• **What you have to do**: Each line below from the one containing "PR #306, opened 2019-12-13" through the one containing "Given how many" should be output exactly as it stands, and no other line should appear.

Recorded data
————

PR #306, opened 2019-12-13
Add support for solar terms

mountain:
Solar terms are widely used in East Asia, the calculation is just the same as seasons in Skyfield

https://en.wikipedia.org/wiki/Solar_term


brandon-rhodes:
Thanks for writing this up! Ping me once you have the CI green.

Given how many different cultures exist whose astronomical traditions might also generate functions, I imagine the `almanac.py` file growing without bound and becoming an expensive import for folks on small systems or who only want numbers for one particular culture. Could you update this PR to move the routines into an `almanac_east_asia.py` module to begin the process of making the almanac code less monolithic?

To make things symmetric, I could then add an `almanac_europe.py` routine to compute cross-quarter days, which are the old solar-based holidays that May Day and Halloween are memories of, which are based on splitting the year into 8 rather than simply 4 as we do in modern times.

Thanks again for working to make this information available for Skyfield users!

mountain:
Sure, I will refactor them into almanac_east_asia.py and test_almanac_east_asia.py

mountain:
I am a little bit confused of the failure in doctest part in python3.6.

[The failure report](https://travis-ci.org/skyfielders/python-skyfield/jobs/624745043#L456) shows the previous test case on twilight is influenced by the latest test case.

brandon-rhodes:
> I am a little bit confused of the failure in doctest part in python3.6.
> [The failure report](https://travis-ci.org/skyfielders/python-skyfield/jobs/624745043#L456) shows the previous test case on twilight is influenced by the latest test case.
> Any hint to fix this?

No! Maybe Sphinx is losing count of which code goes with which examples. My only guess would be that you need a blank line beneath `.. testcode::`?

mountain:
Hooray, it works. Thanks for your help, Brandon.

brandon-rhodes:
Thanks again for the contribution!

————

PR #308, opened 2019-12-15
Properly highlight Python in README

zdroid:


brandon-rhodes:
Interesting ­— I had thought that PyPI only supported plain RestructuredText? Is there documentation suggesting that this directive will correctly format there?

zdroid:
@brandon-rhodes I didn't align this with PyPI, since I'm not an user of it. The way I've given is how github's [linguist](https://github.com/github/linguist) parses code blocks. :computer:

————

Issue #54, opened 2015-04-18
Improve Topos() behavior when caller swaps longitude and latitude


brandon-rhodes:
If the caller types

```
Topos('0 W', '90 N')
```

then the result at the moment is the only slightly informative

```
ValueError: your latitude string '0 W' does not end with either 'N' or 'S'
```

————

• **Response box**:
PR #306, opened 2019-12-13
Add support for solar terms

mountain:
Solar terms are widely used in East Asia, the calculation is just the same as seasons in Skyfield

https://en.wikipedia.org/wiki/Solar_term


brandon-rhodes:
Thanks for writing this up! Ping me once you have the CI green.

Given how many different cultures exist whose astronomical traditions might also generate functions, I imagine the `almanac.py` file growing without bound and becoming an expensive import for folks on small systems or who only want numbers for one particular culture. Could you update this PR to move the routines into an `almanac_east_asia.py` module to begin the process of making the almanac code less monolithic?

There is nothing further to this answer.